▶ **Exercise description**: The answer must be every line from the entries below that includes "checkUpdate".

** Provided material follows **

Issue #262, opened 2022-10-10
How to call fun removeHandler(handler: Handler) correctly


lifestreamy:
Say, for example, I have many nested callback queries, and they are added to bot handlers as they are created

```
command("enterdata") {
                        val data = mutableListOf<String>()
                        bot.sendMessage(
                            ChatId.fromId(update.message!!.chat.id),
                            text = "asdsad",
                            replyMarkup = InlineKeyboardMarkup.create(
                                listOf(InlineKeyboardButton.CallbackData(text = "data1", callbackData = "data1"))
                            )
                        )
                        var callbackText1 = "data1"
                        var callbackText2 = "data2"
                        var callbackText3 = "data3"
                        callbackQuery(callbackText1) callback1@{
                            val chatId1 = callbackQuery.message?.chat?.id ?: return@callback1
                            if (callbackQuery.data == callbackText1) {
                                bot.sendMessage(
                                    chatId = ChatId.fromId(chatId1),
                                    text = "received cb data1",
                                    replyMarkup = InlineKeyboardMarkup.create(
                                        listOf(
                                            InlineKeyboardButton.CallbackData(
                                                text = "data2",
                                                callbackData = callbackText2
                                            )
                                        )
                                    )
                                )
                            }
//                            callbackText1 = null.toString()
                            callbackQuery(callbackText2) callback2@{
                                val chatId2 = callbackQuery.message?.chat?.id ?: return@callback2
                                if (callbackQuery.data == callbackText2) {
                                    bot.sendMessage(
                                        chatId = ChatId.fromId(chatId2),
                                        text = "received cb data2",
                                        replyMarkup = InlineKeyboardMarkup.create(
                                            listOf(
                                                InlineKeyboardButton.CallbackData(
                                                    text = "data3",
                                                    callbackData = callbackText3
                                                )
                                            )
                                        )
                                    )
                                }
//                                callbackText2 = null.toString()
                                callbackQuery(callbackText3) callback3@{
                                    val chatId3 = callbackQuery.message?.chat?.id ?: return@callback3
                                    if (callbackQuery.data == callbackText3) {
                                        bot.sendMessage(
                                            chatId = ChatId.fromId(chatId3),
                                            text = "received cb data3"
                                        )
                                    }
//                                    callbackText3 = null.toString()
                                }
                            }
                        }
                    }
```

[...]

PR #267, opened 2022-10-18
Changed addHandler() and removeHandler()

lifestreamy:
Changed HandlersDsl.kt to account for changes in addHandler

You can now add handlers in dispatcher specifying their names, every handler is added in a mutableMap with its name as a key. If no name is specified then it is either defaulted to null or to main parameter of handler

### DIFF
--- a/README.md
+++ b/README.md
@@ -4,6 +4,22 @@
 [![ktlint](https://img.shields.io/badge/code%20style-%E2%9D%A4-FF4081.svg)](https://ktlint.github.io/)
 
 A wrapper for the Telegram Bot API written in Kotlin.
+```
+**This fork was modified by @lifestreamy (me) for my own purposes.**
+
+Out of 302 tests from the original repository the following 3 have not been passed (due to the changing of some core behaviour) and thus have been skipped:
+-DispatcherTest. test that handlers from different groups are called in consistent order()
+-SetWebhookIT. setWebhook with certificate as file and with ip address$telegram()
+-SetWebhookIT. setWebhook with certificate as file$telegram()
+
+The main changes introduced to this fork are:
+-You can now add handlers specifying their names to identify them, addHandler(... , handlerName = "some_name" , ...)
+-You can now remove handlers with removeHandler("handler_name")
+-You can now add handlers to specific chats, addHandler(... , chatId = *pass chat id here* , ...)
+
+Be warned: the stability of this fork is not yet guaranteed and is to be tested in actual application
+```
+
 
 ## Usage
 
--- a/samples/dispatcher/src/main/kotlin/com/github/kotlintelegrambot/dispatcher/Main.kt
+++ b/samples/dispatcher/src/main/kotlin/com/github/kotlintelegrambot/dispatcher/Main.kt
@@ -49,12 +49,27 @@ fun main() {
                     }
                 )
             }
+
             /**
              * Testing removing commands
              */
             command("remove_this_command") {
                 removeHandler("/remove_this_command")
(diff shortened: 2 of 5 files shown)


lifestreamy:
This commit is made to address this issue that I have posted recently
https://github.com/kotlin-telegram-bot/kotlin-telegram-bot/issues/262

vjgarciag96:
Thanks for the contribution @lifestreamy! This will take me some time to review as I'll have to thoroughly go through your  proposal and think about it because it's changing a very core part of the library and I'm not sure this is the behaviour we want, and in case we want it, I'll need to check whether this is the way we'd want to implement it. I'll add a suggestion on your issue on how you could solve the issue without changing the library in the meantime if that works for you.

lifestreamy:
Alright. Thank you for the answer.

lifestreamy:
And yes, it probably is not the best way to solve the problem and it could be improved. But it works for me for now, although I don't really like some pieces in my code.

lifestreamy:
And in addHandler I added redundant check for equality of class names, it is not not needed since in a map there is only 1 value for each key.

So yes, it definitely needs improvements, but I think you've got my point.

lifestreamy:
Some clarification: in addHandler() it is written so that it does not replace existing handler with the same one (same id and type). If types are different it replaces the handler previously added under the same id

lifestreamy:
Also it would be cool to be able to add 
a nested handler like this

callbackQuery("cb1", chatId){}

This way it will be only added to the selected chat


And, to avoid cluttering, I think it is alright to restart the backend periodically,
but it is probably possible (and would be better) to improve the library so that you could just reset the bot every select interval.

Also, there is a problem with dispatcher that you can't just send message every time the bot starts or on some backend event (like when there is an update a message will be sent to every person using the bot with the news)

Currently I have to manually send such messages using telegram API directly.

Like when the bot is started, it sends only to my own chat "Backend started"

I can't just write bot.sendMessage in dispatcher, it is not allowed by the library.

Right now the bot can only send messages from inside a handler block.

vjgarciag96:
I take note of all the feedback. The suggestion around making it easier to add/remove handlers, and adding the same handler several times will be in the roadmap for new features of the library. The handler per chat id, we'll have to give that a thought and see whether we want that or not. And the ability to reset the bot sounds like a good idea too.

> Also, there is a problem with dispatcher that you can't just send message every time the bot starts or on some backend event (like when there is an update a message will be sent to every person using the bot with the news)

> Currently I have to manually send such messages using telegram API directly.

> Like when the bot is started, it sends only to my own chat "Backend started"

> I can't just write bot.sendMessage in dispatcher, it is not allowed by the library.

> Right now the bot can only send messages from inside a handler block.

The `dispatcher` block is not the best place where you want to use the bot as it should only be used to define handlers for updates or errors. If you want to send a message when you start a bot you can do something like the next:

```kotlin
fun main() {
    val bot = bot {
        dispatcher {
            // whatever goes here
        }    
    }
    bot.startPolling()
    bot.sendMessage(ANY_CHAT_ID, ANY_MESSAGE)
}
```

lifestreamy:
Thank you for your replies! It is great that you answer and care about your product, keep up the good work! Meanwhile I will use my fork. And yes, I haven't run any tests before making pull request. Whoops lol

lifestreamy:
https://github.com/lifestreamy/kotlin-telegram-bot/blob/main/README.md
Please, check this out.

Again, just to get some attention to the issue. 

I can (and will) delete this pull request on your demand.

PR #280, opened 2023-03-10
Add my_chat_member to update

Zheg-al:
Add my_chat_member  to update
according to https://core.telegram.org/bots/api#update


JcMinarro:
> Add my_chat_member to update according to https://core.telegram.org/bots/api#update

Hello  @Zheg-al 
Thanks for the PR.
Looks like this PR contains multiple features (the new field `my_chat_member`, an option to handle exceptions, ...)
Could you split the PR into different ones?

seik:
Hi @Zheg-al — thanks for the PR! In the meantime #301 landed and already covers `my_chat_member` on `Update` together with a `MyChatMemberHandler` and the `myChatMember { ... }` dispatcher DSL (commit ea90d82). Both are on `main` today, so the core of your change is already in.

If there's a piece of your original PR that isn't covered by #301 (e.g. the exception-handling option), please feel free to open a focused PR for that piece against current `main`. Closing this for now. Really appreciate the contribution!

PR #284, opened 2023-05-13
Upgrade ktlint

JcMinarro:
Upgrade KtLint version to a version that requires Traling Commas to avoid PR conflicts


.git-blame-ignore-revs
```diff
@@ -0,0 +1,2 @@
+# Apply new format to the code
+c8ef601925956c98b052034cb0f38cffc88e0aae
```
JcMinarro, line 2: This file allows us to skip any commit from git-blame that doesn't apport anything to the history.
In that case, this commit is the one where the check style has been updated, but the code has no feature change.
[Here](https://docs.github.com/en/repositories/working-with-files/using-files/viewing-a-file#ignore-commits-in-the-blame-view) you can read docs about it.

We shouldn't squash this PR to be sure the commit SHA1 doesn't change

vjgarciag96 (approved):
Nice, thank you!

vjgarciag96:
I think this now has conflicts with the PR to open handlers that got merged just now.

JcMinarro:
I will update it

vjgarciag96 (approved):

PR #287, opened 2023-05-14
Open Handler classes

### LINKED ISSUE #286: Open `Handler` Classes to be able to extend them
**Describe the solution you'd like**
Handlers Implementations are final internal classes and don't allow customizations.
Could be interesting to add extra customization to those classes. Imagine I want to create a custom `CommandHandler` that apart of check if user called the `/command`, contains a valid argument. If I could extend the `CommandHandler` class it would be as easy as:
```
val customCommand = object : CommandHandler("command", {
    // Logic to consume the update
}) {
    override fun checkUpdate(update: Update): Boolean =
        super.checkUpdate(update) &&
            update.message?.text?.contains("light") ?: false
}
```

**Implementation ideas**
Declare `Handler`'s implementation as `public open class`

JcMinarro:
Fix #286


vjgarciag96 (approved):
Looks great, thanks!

** End of Provided material **

▶ **Finished exercise**:
    override fun checkUpdate(update: Update): Boolean =
        super.checkUpdate(update) &&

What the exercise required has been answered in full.